WHAT THE TASK ASKS → Transcribe the records below. Leave every line exactly as written.
=== Section Start ===
PR #4, opened 2022-05-17
docs: adr for brokering edx-proctoring calls

Zacharis278:
## [MST-1452](https://2u-internal.atlassian.net/browse/MST-1452)

Based on the discovery work at: https://2u-internal.atlassian.net/wiki/spaces/PT/pages/15438674/Discovery+Support+multiple+proctoring+subsystems

There's a list of each API call we currently make [here](https://2u-internal.atlassian.net/wiki/spaces/PT/pages/15439580/Technical+Reference+--+State+of+Proctoring#edx-proctoring-python-API). Although, by this solution edx-exams would only end up handling a subset of these.

### DIFF
--- a/docs/decisions/0002-multiple-exam-systems.rst
+++ b/docs/decisions/0002-multiple-exam-systems.rst
@@ -1,0 +1,56 @@
+Support for Multiple Exam Systems
+=================================
+
+Status
+------
+
+Propsed (circa May 2022)
+
+Context
+-------
+The addition of this service to Open edX will result in two separate services
+for managing exams, this IDA and the `edx-proctoring`_ plugin. Because this IDA will
+not support existing vendor integrations with the same feature set, edx-proctoring cannot be deprecated
+right away. As a result, we need a solution that allows course teams to choose a proctoring tool
+that is set up in either service but avoids adding configuration of lots of switching code to edx-platform.
+
+Decision
+--------
+This service will include all logic necessary to determine which proctoring implementation a particular API
+request is relevant for and forward requests `edx-proctoring`_ where appropriate.
+
+#. edx-platform will not have configuration or state indicating if an exam or proctoring provider is configured
+   by edx-exams or edx-proctoring.
+
+#. Any request for an API function that exists in this codebase will call the edx-exams REST API only.
+
+    * edx-exams will determine if a request should be forwarded to edx-proctoring or be processed internally.
+
+#. Any request for an API function that does not have an implementation in edx-exams will
+   continue to use the edx-proctoring python api.
+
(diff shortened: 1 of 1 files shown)


docs/decisions/0002-multiple-exam-systems.rst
=== Section End ===
ANSWER FOR THIS EXERCISE →
PR #4, opened 2022-05-17
docs: adr for brokering edx-proctoring calls

Zacharis278:
## [MST-1452](https://2u-internal.atlassian.net/browse/MST-1452)

Based on the discovery work at: https://2u-internal.atlassian.net/wiki/spaces/PT/pages/15438674/Discovery+Support+multiple+proctoring+subsystems

There's a list of each API call we currently make [here](https://2u-internal.atlassian.net/wiki/spaces/PT/pages/15439580/Technical+Reference+--+State+of+Proctoring#edx-proctoring-python-API). Although, by this solution edx-exams would only end up handling a subset of these.

### DIFF
--- a/docs/decisions/0002-multiple-exam-systems.rst
+++ b/docs/decisions/0002-multiple-exam-systems.rst
@@ -1,0 +1,56 @@
+Support for Multiple Exam Systems
+=================================
+
+Status
+------
+
+Propsed (circa May 2022)
+
+Context
+-------
+The addition of this service to Open edX will result in two separate services
+for managing exams, this IDA and the `edx-proctoring`_ plugin. Because this IDA will
+not support existing vendor integrations with the same feature set, edx-proctoring cannot be deprecated
+right away. As a result, we need a solution that allows course teams to choose a proctoring tool
+that is set up in either service but avoids adding configuration of lots of switching code to edx-platform.
+
+Decision
+--------
+This service will include all logic necessary to determine which proctoring implementation a particular API
+request is relevant for and forward requests `edx-proctoring`_ where appropriate.
+
+#. edx-platform will not have configuration or state indicating if an exam or proctoring provider is configured
+   by edx-exams or edx-proctoring.
+
+#. Any request for an API function that exists in this codebase will call the edx-exams REST API only.
+
+    * edx-exams will determine if a request should be forwarded to edx-proctoring or be processed internally.
+
+#. Any request for an API function that does not have an implementation in edx-exams will
+   continue to use the edx-proctoring python api.
+
(diff shortened: 1 of 1 files shown)


docs/decisions/0002-multiple-exam-systems.rst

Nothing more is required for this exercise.